Solar and renewable energy transition; rural electrification with climate equity framing

Egypt Public Health Equity Program
$2.9M

Healthcare access for underserved populations; equity-focused maternal and child health components

§ 02 / The DEI Components

American Employers Are Required to Implement These Frameworks. Egyptian Ones Were Asked Nicely.

The Workforce Investment for Productive Employment (WIPE) program — the largest in the cluster at $22.4 million — included training Egyptian private-sector employers on inclusive hiring practices, unconscious bias, and workplace equity frameworks. These are the same frameworks that drove billions in corporate DEI spending inside the United States. USAID, using American taxpayer dollars, exported them to a country that does not share the constitutional or cultural context in which they were developed.

The civil society program (SCAP) trained Egyptian NGOs on “equity frameworks for governance” — a phrase that does not translate straightforwardly into a political context where the government regularly prosecutes NGO workers under Law 70 of 2017, which requires government approval for foreign-funded civil society activity. Several USAID partner organizations in Egypt have faced legal pressure from Egyptian authorities. The programs continued.

The Suspension
On January 20, 2025, President Trump signed Executive Order 14169, requiring a 90-day review of all U.S. foreign assistance programs. All USAID Egypt programs in this cluster were suspended pending review. Executive Order 14173, signed the same day, prohibited DEI-related programming in federal agencies and federally funded activities. The Egypt programs have not been restarted. DOGE flagged the $43.3M cluster during the broader USAID review that resulted in the suspension or termination of more than $60 billion in foreign aid obligations globally.
§ 03 / The Context

Egypt Receives $1.3 Billion a Year in U.S. Military Aid. Plus This.

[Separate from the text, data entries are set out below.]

PR #626, opened 2018-08-30
Add in version check to new test infrastructure 

jelonanX:


testing/unit/munit-version.cpp
```diff
@@ -0,0 +1,154 @@
...
+
+using namespace opae::testing;
+/**
+ * @test       version_01
+ *
+ * @brief      When I retrieve fpga_version information using
+ *             fpgaGetOPAECVersion using a NULL pointer as the return buffer,
+ *             the function returns FPGA_INVALID_PARAM.
+ */
+TEST(version_c_p, version_01) {
```
r-rojo: You should probably remove the _p from the test class (`vercion_c_p`). The `p` is for parameterized tests.
I know you copied from previous tests but let's try to make the test names should be more meaningful.
Like this one, can be:
```C++
TEST(version_c, null_output) {
//...
}
```

testing/unit/munit-version.cpp
```diff
@@ -0,0 +1,154 @@
...
+// ARISING IN ANY WAY OUT OF THE USE OF THIS SOFTWARE,  EVEN IF ADVISED OF THE
+// POSSIBILITY OF SUCH DAMAGE.
+
+#ifdef __cplusplus
+
+extern "C" {
+#endif
+
+#include <opae/fpga.h>
+#include "config_int.h"
```
tswhison: Let's move away from config_int.h to config.h.  All of the OPAE source files have the following block:
#ifdef HAVE_CONFIG_H
#include <config.h>
#endif

PR #630, opened 2018-09-04
Add properties from handle in cxx and Python APIs

r-rojo:
Add a new factory function for creating properties objects from a
handle.
Add a Python binding around that function to get properties from a
handle in Python.


common/include/opae/cxx/core/properties.h
```diff
@@ -101,6 +101,12 @@ class properties {
    */
   static properties::ptr_t get(fpga_token t);
 
+  /** Retrieve the properties for a given handle object.
+   * @param[in] t A handle identifying the accelerator resource.
```
tswhison: The param name is h. :)

r-rojo: Thanks!

PR #632, opened 2018-09-05
Fix incorrect tests for command line arguments in userclk program.

michael-adler:


michael-adler:
I finally looked into why "userclk -S 0" didn't work correctly on a dual-FPGA system. The test for the command line arguments was looking for > 0, which is wrong. I updated the code based on the version in fpgaconf and tested on the various platforms.

PR #633, opened 2018-09-05
Fix errors being treated as warnings in gcc 5

nakulkorde:


tests/function/gtBuffer.cpp
```diff
@@ -215,6 +215,11 @@ TEST(LibopaecBufCommonALL, Prep0B) {
 
   EXPECT_EQ(FPGA_INVALID_PARAM, fpgaReleaseBuffer(h, wsid));
 #endif
+  UNUSED_PARAM(buf_len);
+  UNUSED_PARAM(buf_addr);
+  UNUSED_PARAM(wsid);
+  UNUSED_PARAM(flags);
+
```
r-rojo: Can this be rewritten to something like:
```C++
#ifdef BUILD_ASE
  UNUSED_PARAM(buf_len);
  //...



#else
  buf_len =  0;
  flags = 0;
  // ...
#endif
```

nakulkorde: Yes, I think that can be done.. let me make those changes and push a new commit.

tests/function/gtBuffer.cpp
```diff
@@ -199,22 +199,23 @@ TEST(LibopaecBufCommonALL, Prep0B) {
...
+  uint64_t* buf_addr;
+  uint64_t wsid = 1;
+  int flags;
   buf_len = 0;
   flags = 0;
   EXPECT_EQ(FPGA_INVALID_PARAM,
             fpgaPrepareBuffer(h, buf_len, (void**)&buf_addr, &wsid, flags));
 
   EXPECT_EQ(FPGA_INVALID_PARAM, fpgaReleaseBuffer(h, wsid));
 #endif
```
r-rojo: Nice!

PR #634, opened 2018-09-05
Add unit tests for fpgaOpen and fpgaClose

jelonanX:


testing/unit/munit-open-close.cpp
```diff
@@ -0,0 +1,158 @@
...
+  ASSERT_EQ(FPGA_INVALID_PARAM, res);
+}
+
+/**
+ * @test       open_02
+ *
+ * @brief      When the fpga_handle * parameter to fpgaOpen is NULL, the
+ *             function returns FPGA_INVALID_PARAM.
+ */
+TEST_P(openclose_c_p, open_02) {
```
tswhison: open_01 and open_02 appear to be the same test.  Maybe a copy/paste glitch?  I think open_02 probably needs to verify another condition.

testing/unit/munit-open-close.cpp
```diff
@@ -0,0 +1,158 @@
...
+ * @test       open_05
+ *
+ * @brief      When the flags parameter to fpgaOpen is invalid, the
+ *             function returns FPGA_INVALID_PARAM and FPGA_NO_DRIVER.
+ *
+ */
+TEST_P(openclose_c_p, open_05) {
+  fpga_handle handle_;
+  fpga_result res;
+  struct _fpga_token* _token = (struct _fpga_token*)tokens_[0];
```
tswhison: Let's move away from using the internal data structures - _fpga_token, _fpga_handle etc.  The new plugin-api will bomb on these type of tests.

testing/unit/munit-open-close.cpp
```diff
@@ -0,0 +1,158 @@
...
+
+  res = fpgaOpen(tokens_[0], &handle_, 42);
+  ASSERT_EQ(FPGA_INVALID_PARAM, res);
+
+  _token->magic = FPGA_TOKEN_MAGIC;
+  res = fpgaOpen(tokens_[0], &handle_, FPGA_OPEN_SHARED);
+  ASSERT_EQ(FPGA_OK, res);
+
+  strcpy(_token->devpath,"/dev/intel-fpga-fme.01");
```
tswhison: Did you intend to use intel-fpga-fme.01?  The leading 0 makes the path invalid.

testing/unit/munit-open-close.cpp
jelonanX: good catch.

testing/unit/munit-open-close.cpp
jelonanX: I did that intentionally to cover one of the cases.

testing/unit/munit-open-close.cpp
jelonanX: Actually, the first test tests for the token when is initialized to NULL and the second test for an declared token.

tswhison: I see the difference now.  Actually, open_02 is invalid, because tok is uninitialized.  We cannot protect against this scenario.

testing/unit/munit-open-close.cpp
tswhison: Ok.. We still need to move away from peeking inside the internal structures.  The handles and tokens we get back from the plugin api have an extra layer on top of the _fpga_token and _fpga_handle structures.

testing/unit/munit-open-close.cpp
jelonanX: ok, I will leave this test out.

asgibbons: Just a thought - you *can* test this by:

char tmp[256] = { 0 };
fpga_handle fpga = (fpga_handle) &tmp[0];

The fpgaOpen() checks the signature in the handle.  Just a thought.

tswhison: Actually, if there is no valid pthread_mutex_t in the underlying object, we'll segfault inside pthread_mutex_lock().  That's the root of why we can't guard against uninitialized handles.  There is race condition between the validity of the mutex object and the magic.  Which do you do first, lock the mutex or check the magic?  If you check the magic first, you're not thread safe.  If you lock the mutex first you risk attempting to lock a garbage mutex object..

asgibbons: This is an open, and there's no thread protection on tokens.  Perhaps that is an omission in the token struct, but today, there's no mutex protection present for tokens.

PR #635, opened 2018-09-06
Restructure sysfs unit tests. 

jelonanX:


scripts/cover.sh
```diff
@@ -40,6 +40,6 @@ make munit-opae-c munit-opae-c-events
 
 lcov --directory . --zerocounters
 lcov -c -i -d . -o coverage.base
-./bin/munit-opae-c --gtest_filter="enum*:buffer*:*properties*:sysfs*:mmio*"
-./bin/munit-opae-c-events
 
+./bin/munit-opae-c --gtest_filter="enum*:buffer*:*properties*:sysfs*"
```
ibarraza: Why are we excluding mmio tests here?

testing/unit/munit-sysfs.cpp
```diff
@@ -41,18 +41,12 @@ extern "C" {
...
-#include <map>
-#include <memory>
-#include <string>
-#include <vector>
 #include "gtest/gtest.h"
 #include "test_system.h"
 
 using namespace opae::testing;
 
+using namespace opae::testing;
```
ibarraza: Duplicate namespace.

scripts/cover.sh
jelonanX: It's only excluded for this branch. It will be included in the later PRs.

testing/unit/munit-sysfs.cpp
```diff
@@ -110,29 +128,163 @@ TEST_P(sysfs_c_p, null_device_id){
...
+  //NULL sysfs path 
+  result = get_port_sysfs(h, NULL);
+  EXPECT_NE(result, FPGA_OK);
+  
+  //NULL handle
+  result = get_port_sysfs(NULL, (char*) "/sys/class/fpga/intel-fpga-dev.0/intel-fpga-fme.0/socket_id");
+  EXPECT_NE(result, FPGA_OK);
+  
+  //Invalid handle
+  result = get_port_sysfs(h, (char*)"/sys/class/fpga/intel-fpga-dev.0/intel-fpga-port.0/");
```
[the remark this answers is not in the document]
tswhison: I think line 246 does what Isaac mentioned.

tswhison:
Let's resolve the test cases that are trying to use the handle without initializing it.  Those will definitely be problematic.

The United States provides Egypt with approximately $1.3 billion annually in military assistance under agreements dating to the Camp David Accords — a strategic relationship that has been maintained across administrations of both parties. On top of the military aid, USAID has run a parallel civilian assistance portfolio focused on economic development, civil society, and governance.

The case for the civilian assistance programs has always been that they build the institutional capacity that makes Egypt a more stable long-term partner. Critics have argued that the DEI-oriented programming in particular reflects domestic American political priorities being exported at taxpayer expense to a country that neither requested nor shares them — and that the results are unverifiable in an environment where the Egyptian government controls what civil society organizations can say and do.

USAID's Egypt portfolio increasingly reflected domestic DEI priorities rather than host-country development needs, with limited evidence of measurable outcomes.

House Foreign Affairs Committee — USAID Oversight Review, Middle East and North Africa (2025)
§ 04 / The Bottom Line
What This Means
$43.3 million in USAID programs in Egypt that embedded American DEI frameworks — inclusive workplace training, equity-centered civil society governance, climate justice framing — into contracts running in an authoritarian country with no independent civil society, no free press, and no legal protection for the NGO partners implementing these programs. The programs were not authorized by Congress as DEI initiatives; they were authorized as economic development and civil society assistance. DEI framing was added in implementation, consistent with Biden-era USAID policy. All programs suspended January 20, 2025 under Executive Order 14169.